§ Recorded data
···
PR #1924, opened 2026-03-06
XdpAppInfo Entitlements

swick:
/cc @AdrianVovk @davidedmundson


shared/xdp-app-info.c
```diff
@@ -903,3 +903,17 @@ xdp_app_info_get_usb_queries (XdpAppInfo *app_info)
 
   return XDP_APP_INFO_GET_CLASS (app_info)->get_usb_queries (app_info);
 }
+
+gboolean
```
AdrianVovk: Should entitlements take arguments rather than being strictly strings?

src/xdp-app-info-flatpak.c
```diff
@@ -482,6 +482,22 @@ xdp_app_info_flatpak_validate_dynamic_launcher (XdpAppInfo  *app_info,
...
 
+static gboolean
+xdp_app_info_flatpak_has_entitlement (XdpAppInfo *app_info,
+                                      const char *entitlement)
+{
+  XdpAppInfoFlatpak *app_info_flatpak = XDP_APP_INFO_FLATPAK (app_info);
+  g_auto(GStrv) values = NULL;
+  size_t len = 0;
+
+  values = g_key_file_get_string_list (app_info_flatpak->flatpak_info,
```
AdrianVovk: Interesting. Why a string list?

src/trash.c
```diff
@@ -109,6 +109,17 @@ handle_trash_file (XdpDbusTrash *object,
 
   g_debug ("Handling TrashFile");
 
+  if (!xdp_app_info_has_entitlement (app_info,
+                                     "org.freedesktop.portal.Trash.Foo"))
+    {
+      g_dbus_method_invocation_return_error (invocation,
```
AdrianVovk: It'd probably be useful to have a helper that does the has_entitlement check, and returns the portal error, all in one go. Since this would probably be the most common usage.

```c
if (!xdp_app_info_ensure_entitlement (app_info, invocation,
                                      "org.freedesktop.portal.Trash.Foo"))
```

src/xdp-app-info-flatpak.c
swick: That is the format we get from flatpak:
```
[Policy subsystem]
key=v1;v2;
```

and the command line is `--add-policy=subsystem.key=v1`.

So the current implementation would mean:

```
[Policy entitlement]
org.freedesktop.portal.Trash.Foo=true
```

but it also means you can have:

```
[Policy entitlement]
org.freedesktop.portal.Trash.Foo=true;false;foobar
```

and it would mean the same thing.

We could also do:

```
[Policy entitlement]
granted=org.freedesktop.portal.Trash.Foo
```

or something like that. I'm very unsure about it.

Maybe that is better though because it allows us to do the backwards compatible way to enforce more entitlements on existing portals like this:

```
[Policy entitlement]
enforce=strict
granted=org.freedesktop.portal.Trash.Foo;org.freedesktop.portal.OpenURI.asd
```

On the other hand, entitlements are then strictly either granted or not granted; no further metadata. Maybe that's fine.

AdrianVovk: Talked about it a little on Matrix. New idea: maybe we make this like the xdg-intents spec:

```
[Policy entitlement]
grant=org.freedesktop.Something;org.freedesktop.SomethingElse
org.freedesktop.SomethingElse.param1=foo;bar
org.freedesktop.SomethingElse.param2=baz
```

Or

```
[Policy entitlement]
grant=org.freedesktop.Something;org.freedesktop.SomethingElse

[Policy org.freedesktop.SomethingElse]
param1=foo;bar
param2=baz
```

I think I like the latter a little more than the former. Overall this is more flexible than my single argument approach because we can store multiple keys and values this way. And it's simpler than my approach in the common case where we just care if an entitlement is there or not

swick: Right, let's go with
```
[Policy entitlement]
grant=org.freedesktop.Something;org.freedesktop.SomethingElse
```
then.

AdrianVovk:
Another thing I thought of. Some apps might be using portals without knowing it. Let's assume for a moment we gate all portals behind entitlements. Without access to the inhibit portal, GTK will not be notified of an impending logout. Thus the app will receive a surprise SIGTERM rather than going through an orderly session end. In short: the platform might change in ways that requires new entitlements, and apps might not know it.

_On the other hand_, libraries like GTK can log and complain about missing entitlements (or other unexpected portal errors). This way, if your app is missing an entitlement, you'll see a warning about it and can fix it. Additionally, GTK would be able to list the required entitlements for various APIs in the API docs. So perhaps it's not a huge problem... Especially if we make sure to keep track of required entitlements in "porting to new versions of the runtime" documentation

ComixHe:
@swick Thanks for the CC. We’ve actually been thinking about a similar approach to tighten up the capability model, so it’s great to see this landing. We haven't finalized our own technical spec yet, but this is a perfect opportunity for us to sync up and discuss how to align. Will get back to you once we've had a chance to chat internally.

swick:
@3v1n0 do you have any opinions, or do you know anyone working on snap who might?

@ComixHe do you have an update?

ComixHe:
> @ComixHe do you have an update?

We'd like to support this, but we don't have a firm ETA at the moment.

3v1n0:
> @3v1n0 do you have any opinions, or do you know anyone working on snap who might?

Just a bit busy with the release ATM, but either me or @aleasto can handle this I think.

swick:
Depends on #1973 now.

All portals now have a legacy entitlement for their portal unless they opt-out of that behavior.

I think this is pretty much ready at this point.

@3v1n0 If we don't get a response here I'll take it as no objection and will go ahead.

swick:
@matthiasclasen We should talk about how this impacts GTK. If apps want to enable strict mode they need to know what portal functionality GTK uses internally.

aleasto:
Snaps already make deep use of statically-granted permissions to access interfaces outside of x-d-p, enforced through kernel LSM. There the "snap store" controls whether or not the app gets access to the interface by default, but an administrator user can always override and explicitly allow/disallow the interface after install. We even expose this in gnome-control-center.

We can probably have a chat with the snap and snap-store people to see if we can extend the same metadata already used in snaps to instead delegate certain static permission enforcement to x-d-p, without any LSM involvement.

The proposed interface here seems nicely extensible to integrate well with snapd in a future where the above actually happens, so _shy-lgtm_.

swick:
@aleasto let me know if you need anything from me

aleasto:
We'll be meeting with snapd people. Please allow me till Wednesday for more feedback re: snaps.

src/xdp-app-info-flatpak.c
```diff
@@ -482,13 +484,63 @@ xdp_app_info_flatpak_validate_dynamic_launcher (XdpAppInfo  *app_info,
...
+  for (size_t i = 0; entitlements && entitlements[i]; i++)
+    g_hash_table_add (app_info->entitlements, g_strdup (entitlements[i]));
+
+  enforce = g_key_file_get_string_list (app_info->flatpak_info,
+                                        "Policy entitlement",
+                                        "enforce",
+                                        NULL,
+                                        NULL);
+
+  if (enforce && g_strv_contains ((const char * const *) enforce, "strict"))
```
AdrianVovk, line 516: Thinking ahead: should we immediately make this a version number of some kind? What happens if we want to add other entitlements down the line that would be backwards incompatible with apps targeting `enforce=strict`? If it's going to devolve into `enforce=strict-v2` then we might as well just treat it as a version number from the get go. Thoughts?

AdrianVovk (approved):
Overall LGTM!

src/xdp-app-info-flatpak.c
swick: It's a string list already so we could just add more fields, like "strict,more-strict,whatever"

AdrianVovk: Should we allow apps to opt into "more-strict" enforcement without also opting into "strict" enforcement?

src/xdp-app-info-flatpak.c
AdrianVovk: Should we implement helper functions for looking up the additional parameters now, so that they're there already when we have reason to use them? It'll take time for the other backends to impement this and it's best they build it with support for arbitrary keys from day 0.

If we need a use-case to implement it, perhaps we should have one here? We can add a way to filter what URI schemes you can pass into the OpenURI portal, for instance

src/xdp-app-info-flatpak.c
swick: I'm not sure why we even wanted to add something else here, so it's kind of hard to reason about that. All I'm saying is that this is definitely already extendable in a way. Maybe it would help if you have a scenario in mind.

shared/xdp-app-info-flatpak.c
```diff
@@ -482,13 +484,63 @@ xdp_app_info_flatpak_validate_dynamic_launcher (XdpAppInfo  *app_info,
...
+  app_info->entitlements =
+    g_hash_table_new_full (g_str_hash, g_str_equal,
+                           g_free,
+                           NULL);
+
+  entitlements = g_key_file_get_string_list (app_info->flatpak_info,
+                                             "Policy entitlement",
+                                             "grant",
+                                             NULL,
+                                             NULL);
```
3v1n0: I would still get the error and warn in case, for debugging purposes.

src/xdp-app-info-flatpak.c
```diff
@@ -482,13 +484,63 @@ xdp_app_info_flatpak_validate_dynamic_launcher (XdpAppInfo  *app_info,
...
+                           NULL);
+
+  entitlements = g_key_file_get_string_list (app_info->flatpak_info,
+                                             "Policy entitlement",
+                                             "grant",
+                                             NULL,
+                                             NULL);
+
+  for (size_t i = 0; entitlements && entitlements[i]; i++)
+    g_hash_table_add (app_info->entitlements, g_strdup (entitlements[i]));
```
3v1n0: This is leaking if `g_hash_table_add` fails.

shared/xdp-app-info-flatpak.c
```diff
@@ -482,13 +484,63 @@ xdp_app_info_flatpak_validate_dynamic_launcher (XdpAppInfo  *app_info,
...
+
+  for (size_t i = 0; entitlements && entitlements[i]; i++)
+    g_hash_table_add (app_info->entitlements, g_strdup (entitlements[i]));
+
+  enforce = g_key_file_get_string_list (app_info->flatpak_info,
+                                        "Policy entitlement",
+                                        "enforce",
+                                        NULL,
+                                        NULL);
```
3v1n0: ditto

src/xdp-app-info-flatpak.c
```diff
@@ -482,13 +484,63 @@ xdp_app_info_flatpak_validate_dynamic_launcher (XdpAppInfo  *app_info,
...
+}
+
+static gboolean
+xdp_app_info_flatpak_has_entitlement (XdpAppInfo         *app_info,
+                                      const char         *entitlement,
+                                      XdpEntitlementKind  kind)
+{
+  XdpAppInfoFlatpak *app_info_flatpak = XDP_APP_INFO_FLATPAK (app_info);
+
+  ensure_entitlements (app_info_flatpak);
```
3v1n0: Why not doing this on init?

Prefer a "lazy", but sync load instead?

src/xdp-context.c
```diff
@@ -243,6 +247,16 @@ authorize_callback (GDBusInterfaceSkeleton *interface,
 
   g_object_set_data (G_OBJECT (invocation), "xdp-app-info", app_info);
 
+  if ((flags & XDP_CONTEXT_EXPORT_FLAGS_NO_ENTITLEMENT) == 0 &&
```
3v1n0: Nit, it's more readable with:

 `!(flags & XDP_CONTEXT_EXPORT_FLAGS_NO_ENTITLEMENT) &&`

desktop-portal/registry.c
```diff
@@ -196,5 +196,6 @@ init_registry (XdpContext *context)
 
   xdp_context_take_and_export_portal (context,
                                       G_DBUS_INTERFACE_SKELETON (g_steal_pointer (&registry)),
-                                      XDP_CONTEXT_EXPORT_FLAGS_HOST_PORTAL);
+                                      XDP_CONTEXT_EXPORT_FLAGS_HOST_PORTAL |
+                                      XDP_CONTEXT_EXPORT_FLAGS_NO_ENTITLEMENT);
```
3v1n0: I would explain better the rationale of this in the commit message

src/xdp-context.c
```diff
@@ -266,6 +280,11 @@ xdp_context_take_and_export_portal (XdpContext             *context,
 
   g_return_if_fail (XDP_IS_CONTEXT (context));
   g_return_if_fail (G_IS_DBUS_INTERFACE_SKELETON (skeleton));
+  if (flags & XDP_CONTEXT_EXPORT_FLAGS_HOST_PORTAL)
+    g_return_if_fail (flags & XDP_CONTEXT_EXPORT_FLAGS_NO_ENTITLEMENT);
+
+  g_object_set_data (G_OBJECT (skeleton), "-xdp-skeleton-export-flags",
```
3v1n0: Not a fan of data object, but it's hard to avoid here, so can we at least use a `#define` for this?

tests/test_entitlements.py
```diff
@@ -0,0 +1,71 @@
...
+
+
+def entitlements_good():
+    yield (False, [])
+    yield (False, ["org.foo.bar"])
+    yield (True, ["org.freedesktop.portal.Print"])
+    yield (True, ["org.foo.bar", "org.freedesktop.portal.Print"])
+
+
+def entitlements_bad():
```
3v1n0, line 19: Maybe a docstring or typed return values could help in future to understand that they stand for `strict` and `entitlement-id` (well the boolean one is the more unclear :)).

Or use an enum instead.

3v1n0 (commented):
Code only review...

On the change itself we're going to discuss this with the snapd team soon, however, from an high-level prospective, I guess it would imply for it to support new snap file fields that allow to define entitlements and finally expose this in the rest API.

Now, for now I'd assume that the snap implementation would be "allow all", or use the already supported interfaces to expose whether some portal should be allowed.

src/xdp-app-info-flatpak.c
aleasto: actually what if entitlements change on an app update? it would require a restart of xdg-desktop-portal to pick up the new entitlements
···
§ Prompt
Every line above that holds the word "apps" needs to be copied.

§ Response to this task
Another thing I thought of. Some apps might be using portals without knowing it. Let's assume for a moment we gate all portals behind entitlements. Without access to the inhibit portal, GTK will not be notified of an impending logout. Thus the app will receive a surprise SIGTERM rather than going through an orderly session end. In short: the platform might change in ways that requires new entitlements, and apps might not know it.
@matthiasclasen We should talk about how this impacts GTK. If apps want to enable strict mode they need to know what portal functionality GTK uses internally.
AdrianVovk, line 516: Thinking ahead: should we immediately make this a version number of some kind? What happens if we want to add other entitlements down the line that would be backwards incompatible with apps targeting `enforce=strict`? If it's going to devolve into `enforce=strict-v2` then we might as well just treat it as a version number from the get go. Thoughts?
AdrianVovk: Should we allow apps to opt into "more-strict" enforcement without also opting into "strict" enforcement?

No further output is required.